WORK INSTRUCTIONS: Look through the material below and show every line with the word "manage".

===== DATA RECORDS =====

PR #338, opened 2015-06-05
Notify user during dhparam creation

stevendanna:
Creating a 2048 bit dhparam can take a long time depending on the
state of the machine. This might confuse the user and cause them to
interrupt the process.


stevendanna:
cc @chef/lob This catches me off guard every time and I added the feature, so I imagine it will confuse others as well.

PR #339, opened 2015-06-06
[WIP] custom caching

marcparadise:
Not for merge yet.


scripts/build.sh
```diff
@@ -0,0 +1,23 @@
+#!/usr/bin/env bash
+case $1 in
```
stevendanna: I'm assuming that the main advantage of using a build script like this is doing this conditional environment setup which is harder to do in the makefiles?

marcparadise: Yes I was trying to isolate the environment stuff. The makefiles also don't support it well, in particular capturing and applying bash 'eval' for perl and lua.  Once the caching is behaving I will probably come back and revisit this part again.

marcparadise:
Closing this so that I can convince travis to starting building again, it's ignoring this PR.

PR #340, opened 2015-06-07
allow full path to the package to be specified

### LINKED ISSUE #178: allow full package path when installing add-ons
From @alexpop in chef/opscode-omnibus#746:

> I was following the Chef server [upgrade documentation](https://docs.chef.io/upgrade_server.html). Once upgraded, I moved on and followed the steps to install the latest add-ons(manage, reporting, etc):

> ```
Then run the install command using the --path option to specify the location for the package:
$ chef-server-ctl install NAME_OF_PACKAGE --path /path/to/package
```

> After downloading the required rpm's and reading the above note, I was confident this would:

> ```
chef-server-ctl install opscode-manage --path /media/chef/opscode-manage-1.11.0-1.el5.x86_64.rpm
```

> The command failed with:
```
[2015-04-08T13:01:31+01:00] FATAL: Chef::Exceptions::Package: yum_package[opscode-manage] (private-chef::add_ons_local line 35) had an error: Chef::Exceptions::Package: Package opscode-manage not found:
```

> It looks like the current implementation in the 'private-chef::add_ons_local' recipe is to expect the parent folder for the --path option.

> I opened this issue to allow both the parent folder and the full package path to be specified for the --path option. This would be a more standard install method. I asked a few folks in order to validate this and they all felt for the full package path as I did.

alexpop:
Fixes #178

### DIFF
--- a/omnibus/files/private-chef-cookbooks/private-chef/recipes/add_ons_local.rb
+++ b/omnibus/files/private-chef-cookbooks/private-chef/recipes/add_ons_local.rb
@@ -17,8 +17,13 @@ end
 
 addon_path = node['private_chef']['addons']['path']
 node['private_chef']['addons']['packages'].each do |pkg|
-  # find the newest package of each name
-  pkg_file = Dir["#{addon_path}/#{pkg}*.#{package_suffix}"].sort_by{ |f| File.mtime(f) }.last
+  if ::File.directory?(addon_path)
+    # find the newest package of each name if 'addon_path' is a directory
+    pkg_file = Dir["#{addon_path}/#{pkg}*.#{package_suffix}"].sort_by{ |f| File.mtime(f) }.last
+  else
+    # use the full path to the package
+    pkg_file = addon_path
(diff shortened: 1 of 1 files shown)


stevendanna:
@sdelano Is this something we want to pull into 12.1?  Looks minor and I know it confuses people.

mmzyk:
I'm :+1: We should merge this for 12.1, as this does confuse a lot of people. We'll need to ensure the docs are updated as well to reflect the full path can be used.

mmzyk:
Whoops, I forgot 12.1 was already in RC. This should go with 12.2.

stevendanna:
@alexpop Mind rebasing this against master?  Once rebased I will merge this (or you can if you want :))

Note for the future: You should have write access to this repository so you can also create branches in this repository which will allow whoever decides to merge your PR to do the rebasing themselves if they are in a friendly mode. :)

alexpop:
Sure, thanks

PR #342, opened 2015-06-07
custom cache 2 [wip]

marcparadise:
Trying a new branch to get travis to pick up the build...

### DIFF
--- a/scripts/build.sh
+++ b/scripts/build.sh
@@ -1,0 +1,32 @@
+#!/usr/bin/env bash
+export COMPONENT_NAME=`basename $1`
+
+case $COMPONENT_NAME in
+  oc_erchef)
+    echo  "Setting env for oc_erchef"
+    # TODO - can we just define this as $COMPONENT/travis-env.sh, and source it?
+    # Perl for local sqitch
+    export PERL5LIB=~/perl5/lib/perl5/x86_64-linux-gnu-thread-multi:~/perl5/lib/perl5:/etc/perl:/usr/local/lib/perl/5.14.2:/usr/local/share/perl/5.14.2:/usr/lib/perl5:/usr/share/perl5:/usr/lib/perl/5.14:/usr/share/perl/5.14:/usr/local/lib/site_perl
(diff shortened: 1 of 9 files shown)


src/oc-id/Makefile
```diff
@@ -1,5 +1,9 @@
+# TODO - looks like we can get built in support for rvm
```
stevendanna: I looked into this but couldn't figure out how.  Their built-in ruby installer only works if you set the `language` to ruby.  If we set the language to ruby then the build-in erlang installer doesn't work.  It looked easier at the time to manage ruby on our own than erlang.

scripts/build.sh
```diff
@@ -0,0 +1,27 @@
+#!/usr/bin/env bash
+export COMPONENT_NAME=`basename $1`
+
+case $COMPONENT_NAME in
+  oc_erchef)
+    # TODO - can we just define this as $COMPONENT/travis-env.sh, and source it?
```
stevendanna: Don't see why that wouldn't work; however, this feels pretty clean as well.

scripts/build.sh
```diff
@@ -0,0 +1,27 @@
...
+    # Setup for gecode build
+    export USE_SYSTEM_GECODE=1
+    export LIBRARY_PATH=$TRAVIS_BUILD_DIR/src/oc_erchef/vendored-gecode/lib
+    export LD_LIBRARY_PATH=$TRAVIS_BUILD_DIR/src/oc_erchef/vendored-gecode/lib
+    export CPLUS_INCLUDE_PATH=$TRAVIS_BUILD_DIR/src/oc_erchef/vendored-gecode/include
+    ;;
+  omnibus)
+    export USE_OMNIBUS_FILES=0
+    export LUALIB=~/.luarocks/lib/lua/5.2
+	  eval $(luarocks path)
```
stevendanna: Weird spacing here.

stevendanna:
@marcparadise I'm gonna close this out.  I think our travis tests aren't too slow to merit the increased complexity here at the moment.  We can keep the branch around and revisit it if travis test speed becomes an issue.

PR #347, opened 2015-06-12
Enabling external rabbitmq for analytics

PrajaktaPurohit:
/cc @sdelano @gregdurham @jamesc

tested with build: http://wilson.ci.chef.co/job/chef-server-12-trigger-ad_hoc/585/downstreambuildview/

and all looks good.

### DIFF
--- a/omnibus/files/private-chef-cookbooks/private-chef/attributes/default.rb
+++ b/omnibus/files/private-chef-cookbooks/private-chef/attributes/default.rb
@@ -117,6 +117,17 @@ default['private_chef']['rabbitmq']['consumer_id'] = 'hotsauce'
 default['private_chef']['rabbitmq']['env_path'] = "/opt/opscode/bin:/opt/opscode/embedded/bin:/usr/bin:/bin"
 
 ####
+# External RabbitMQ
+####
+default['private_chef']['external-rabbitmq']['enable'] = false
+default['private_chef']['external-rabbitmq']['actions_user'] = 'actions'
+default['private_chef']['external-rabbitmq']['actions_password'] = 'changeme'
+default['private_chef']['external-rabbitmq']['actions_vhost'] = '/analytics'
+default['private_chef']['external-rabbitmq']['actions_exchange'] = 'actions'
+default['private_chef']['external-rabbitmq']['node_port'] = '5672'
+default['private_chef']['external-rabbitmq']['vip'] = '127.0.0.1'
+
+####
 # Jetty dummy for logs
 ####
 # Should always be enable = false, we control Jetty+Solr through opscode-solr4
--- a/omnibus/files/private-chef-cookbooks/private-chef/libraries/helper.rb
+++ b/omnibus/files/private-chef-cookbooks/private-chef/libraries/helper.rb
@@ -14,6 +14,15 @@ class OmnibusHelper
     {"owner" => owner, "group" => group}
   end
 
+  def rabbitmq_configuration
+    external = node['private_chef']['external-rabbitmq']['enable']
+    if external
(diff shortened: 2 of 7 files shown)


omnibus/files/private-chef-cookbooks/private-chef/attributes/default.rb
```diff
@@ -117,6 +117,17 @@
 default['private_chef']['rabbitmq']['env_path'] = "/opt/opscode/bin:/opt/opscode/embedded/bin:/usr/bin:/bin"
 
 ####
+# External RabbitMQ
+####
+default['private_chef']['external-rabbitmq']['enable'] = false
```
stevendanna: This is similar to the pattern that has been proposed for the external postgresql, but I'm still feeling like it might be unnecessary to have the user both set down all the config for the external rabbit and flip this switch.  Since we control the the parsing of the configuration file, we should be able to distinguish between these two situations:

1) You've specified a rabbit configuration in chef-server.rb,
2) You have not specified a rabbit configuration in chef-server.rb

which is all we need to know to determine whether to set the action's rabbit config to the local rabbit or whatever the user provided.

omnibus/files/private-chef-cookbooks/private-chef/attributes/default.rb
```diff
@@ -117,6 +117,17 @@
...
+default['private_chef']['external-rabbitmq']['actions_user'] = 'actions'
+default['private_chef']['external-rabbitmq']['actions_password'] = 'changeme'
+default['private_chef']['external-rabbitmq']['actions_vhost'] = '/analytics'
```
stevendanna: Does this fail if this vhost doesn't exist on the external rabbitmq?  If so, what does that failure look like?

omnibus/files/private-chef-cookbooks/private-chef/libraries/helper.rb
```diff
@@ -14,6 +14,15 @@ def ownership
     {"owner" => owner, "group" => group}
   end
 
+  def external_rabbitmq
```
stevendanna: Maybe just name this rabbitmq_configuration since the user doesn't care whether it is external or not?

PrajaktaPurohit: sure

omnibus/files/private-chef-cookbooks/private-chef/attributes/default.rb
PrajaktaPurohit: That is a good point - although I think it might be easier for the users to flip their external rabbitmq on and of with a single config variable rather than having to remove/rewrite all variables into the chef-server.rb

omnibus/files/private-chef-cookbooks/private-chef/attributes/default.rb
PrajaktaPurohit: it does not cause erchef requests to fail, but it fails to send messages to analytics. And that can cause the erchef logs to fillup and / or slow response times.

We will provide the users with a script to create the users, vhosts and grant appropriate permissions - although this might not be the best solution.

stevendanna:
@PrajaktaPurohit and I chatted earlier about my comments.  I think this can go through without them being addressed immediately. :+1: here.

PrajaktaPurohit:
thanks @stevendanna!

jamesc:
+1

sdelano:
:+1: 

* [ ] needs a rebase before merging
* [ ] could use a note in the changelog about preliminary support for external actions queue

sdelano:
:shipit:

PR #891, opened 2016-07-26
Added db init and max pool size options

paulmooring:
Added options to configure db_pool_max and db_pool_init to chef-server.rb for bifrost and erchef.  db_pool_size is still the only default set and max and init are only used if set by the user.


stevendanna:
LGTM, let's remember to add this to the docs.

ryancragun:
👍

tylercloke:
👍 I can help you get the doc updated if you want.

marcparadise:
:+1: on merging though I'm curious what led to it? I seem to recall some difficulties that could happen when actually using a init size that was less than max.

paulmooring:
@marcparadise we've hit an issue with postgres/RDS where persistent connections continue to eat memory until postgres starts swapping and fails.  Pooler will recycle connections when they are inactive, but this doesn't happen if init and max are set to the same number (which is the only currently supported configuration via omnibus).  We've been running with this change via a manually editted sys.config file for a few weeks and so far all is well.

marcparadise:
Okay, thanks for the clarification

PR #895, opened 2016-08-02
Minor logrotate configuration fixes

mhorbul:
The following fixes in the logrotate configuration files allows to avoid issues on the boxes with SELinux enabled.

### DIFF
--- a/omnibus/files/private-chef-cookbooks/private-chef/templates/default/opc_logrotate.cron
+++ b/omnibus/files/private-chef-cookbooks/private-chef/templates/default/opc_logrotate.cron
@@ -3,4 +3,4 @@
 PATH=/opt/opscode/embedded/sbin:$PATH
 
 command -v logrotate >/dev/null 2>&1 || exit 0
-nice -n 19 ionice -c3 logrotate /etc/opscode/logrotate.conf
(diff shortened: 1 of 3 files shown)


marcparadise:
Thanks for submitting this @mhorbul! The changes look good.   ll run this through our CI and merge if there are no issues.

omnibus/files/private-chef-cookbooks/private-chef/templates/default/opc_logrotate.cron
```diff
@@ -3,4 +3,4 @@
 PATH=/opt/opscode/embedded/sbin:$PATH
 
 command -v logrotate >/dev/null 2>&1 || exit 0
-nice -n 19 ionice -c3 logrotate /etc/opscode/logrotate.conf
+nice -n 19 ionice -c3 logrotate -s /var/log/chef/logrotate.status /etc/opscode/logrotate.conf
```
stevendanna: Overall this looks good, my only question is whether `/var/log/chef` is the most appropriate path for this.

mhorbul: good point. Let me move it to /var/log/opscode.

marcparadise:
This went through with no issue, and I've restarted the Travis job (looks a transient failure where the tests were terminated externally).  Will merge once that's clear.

=====

FINAL ANSWER:
> I was following the Chef server [upgrade documentation](https://docs.chef.io/upgrade_server.html). Once upgraded, I moved on and followed the steps to install the latest add-ons(manage, reporting, etc):
chef-server-ctl install opscode-manage --path /media/chef/opscode-manage-1.11.0-1.el5.x86_64.rpm
[2015-04-08T13:01:31+01:00] FATAL: Chef::Exceptions::Package: yum_package[opscode-manage] (private-chef::add_ons_local line 35) had an error: Chef::Exceptions::Package: Package opscode-manage not found:
stevendanna: I looked into this but couldn't figure out how.  Their built-in ruby installer only works if you set the `language` to ruby.  If we set the language to ruby then the build-in erlang installer doesn't work.  It looked easier at the time to manage ruby on our own than erlang.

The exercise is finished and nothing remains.